We all know that doctors are people too, though many times they are placed upon pedestals where they don’t belong. The same percentage of doctors as the general public become substance abusers with 10-12% becoming impaired during the time they are in practice. The article goes through great lengths to have us believe in the success of the program based on the results of the 5 year study running from September 1995 to September 2001. It demonstrated that of the 780 physicians 63% of 144 the surgeons and 65% of 636 non-surgeons successfully completed monitoring programs within five years where they had to submit to random drug sampling that all is going better than expected in according to the medical world.
Though the American Medical Association is claiming this as a success and I suppose it is given the difficulty for many to release drug and alcohol habits, there is the upsetting reality that impaired doctors are preforming surgeries while other doctors are treating people without the cognitive abilities to do so in a competent manner.
There was another article that was posted November 10, 2010 by the NBC I-Team that discussed what happens when substance abusing doctors and nurses are treating their patients while impaired. The results aren’t pretty. The article details how a surgical technician injected herself with the drugs meant for the patient. She then replaced the drug she used for herself with a saline solution placing the used needle back into the patient. The end result was infecting the patient with hepatitis C. Worse, this technician ended up infecting a total of 36 patients before she was caught.
The sad fact is that doctors, nurses and medical technicians are not required to take any drug test, such as subway conductors or pilots do. The same American Medical Association who reported the success rates of substance abuse spoken about above is on record as being opposed to random drug testing of its members siting cost as being one of the main reasons. Confidentiality issues would be another. However, at Massachusetts General Hospital anesthesiologists and the nurses working with them are required to take random drug tests because of the potency and availability of these drugs to the these specialists. Dr. Michael Fitzsimmons who started the program states that the occurrence of substance abuse is the same with those in the medical profession as with the general population. So it is in the patients interest to make sure that they are being treated by professionals who are clean themselves. Dr. Fitzsimmons goes on to explain that Massachusetts General Hospital does spends thousands of dollars on these drug tests which many hospitals do not have the money to cover.
One needs to ask the question: Why it is that other occupational requirements are stronger in the regards to drug testing than that of those who have easy access to the substances themselves? These are people who are easily able to hide their addictions according to the professionals who were interviewed in these articles. Doctors are to do no harm, and yet, it seems that they feel that they are able to self monitor with the horrendous results of those reported above because of one surgical technician with a problem. Keep in mind this is only one case of a substance abusing medical professional.
What can you do about this issue? Be aware that medical professionals are only people who have huge responsibilities creating greater stressors on them than many others. Given that they are in the places where the most potent drugs are available they too may weaken and get addicted before they are even aware of what happened as these issues come about in a subtle manner. Getting help is difficult for any addict, even more so for doctors whose whole reputation is built on being honest and capable. This makes it a bit more difficult for them to seek the help they need and are sometimes forced by the accreditation bodies or institutions that they work in to seek the help they need or lose their licenses to practice. It seems to me that they ought to be forced to have the same random drug screenings as anyone who is in a profession where the public is placed at risk by being employed to do a job that requires the highest of competence to perform safely.

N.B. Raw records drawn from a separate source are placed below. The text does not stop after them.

PR #2639, opened 2019-03-22
Warn we are not propagating GRANT/REVOKE to workers

### LINKED ISSUE #2637: Citus Community edition should warn that it is not propagating GRANT to workers
Based on #2129, it seems that we are not going to propagate `GRANT` to workers, but we also don't print any kind of warning messages, which makes the situation a bit confusing.

pykello:
Fixes #2637 

DESCRIPTION: Warn we are not propagating GRANT/REVOKE to workers in community edition.

### DIFF
--- a/src/backend/distributed/commands/grant.c
+++ b/src/backend/distributed/commands/grant.c
@@ -8,12 +8,67 @@
  *-------------------------------------------------------------------------
  */
 
+#include "postgres.h"
+
+#include "catalog/namespace.h"
 #include "distributed/commands.h"
+#include "distributed/metadata_cache.h"
 
 
 /* placeholder for PlanGrantStmt */
 List *
 PlanGrantStmt(GrantStmt *grantStmt)
 {
+	bool showPropagationWarning = false;
+
+
+	if (grantStmt->targtype == ACL_TARGET_ALL_IN_SCHEMA)
+	{
+		showPropagationWarning = true;
+	}
+	else if (grantStmt->targtype == ACL_TARGET_OBJECT)
+	{
+		switch (grantStmt->objtype)
+		{
+			case OBJECT_SCHEMA:
+			case OBJECT_DATABASE:
+			{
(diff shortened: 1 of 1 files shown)


src/backend/distributed/commands/grant.c
```diff
@@ -8,12 +8,82 @@
...
+#endif
+				{
+					ListCell *rangeVarCell = NULL;
+
+					foreach(rangeVarCell, grantStmt->objects)
+					{
+						RangeVar *rangeVar = (RangeVar *) lfirst(rangeVarCell);
+
+						Oid relationId = RangeVarGetRelid(rangeVar, NoLock, false);
+						if (OidIsValid(relationId) && IsDistributedTable(relationId))
```
marcocitus: can you add comments to the parts that do propagate (need to be removed) in enterprise? That might make future merge conflicts easier.

metdos:
Do we want this in 8.3?

metdos:
@thanodnl do we still need this PR? What do you think?

mkurz:
Please merge this, I when I started to use Citus Community edition it took a while to figure out what's going on. If there is a warning this would definitely improve things.

thanodnl:
I think this is a question **we should discuss with product**.

For enterprise these messages will not make sense as we actually do support propagation of grants and revokes for users that are distributed.

In community we do provide a warning when creating a role. That message might require some rewording to make it clear users will not be managed by citus. It might be nice to add warnings for anything that touches users on distributed objects to inform the user this is not supported in the community editions as per @mkurz comments. If you overlook or misunderstand the warning when creating users it can take a while for people to figure this out on their own.

quickly looking at the age of the PR and other comments I think we can't use this as is anymore given the changed world in enterprise.

onderkalaci:
This is not relevant as we now propagate GRANT/REVOKE commands via https://github.com/citusdata/citus/pull/6008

If you feel that your doctor may be having a problem, it is best to switch doctors to someone who you feel comfortable with. This may be a larger issue if you are admitted into an emergency room where the average substance abuse rate reaches as high as 20% given the huge stressors placed on these professionals in the fast paced world that they are being asked to perform in.
I would also suggest that you think clearly about who it is that you are asking to do anything for you given the fact that prescription drug abuse is going through the roof for the population as a whole. The newest rates sited are 139 million prescriptions were written for hydrocodone (opium based drugs) up from 112 million 4 years ago as reported in the Dawning Visions Hypnosis weblog “Oppose Opiates Live Life” – Vol. 128, December 1, 2011.
This is a serious issue that must be treated with the respect that it is due.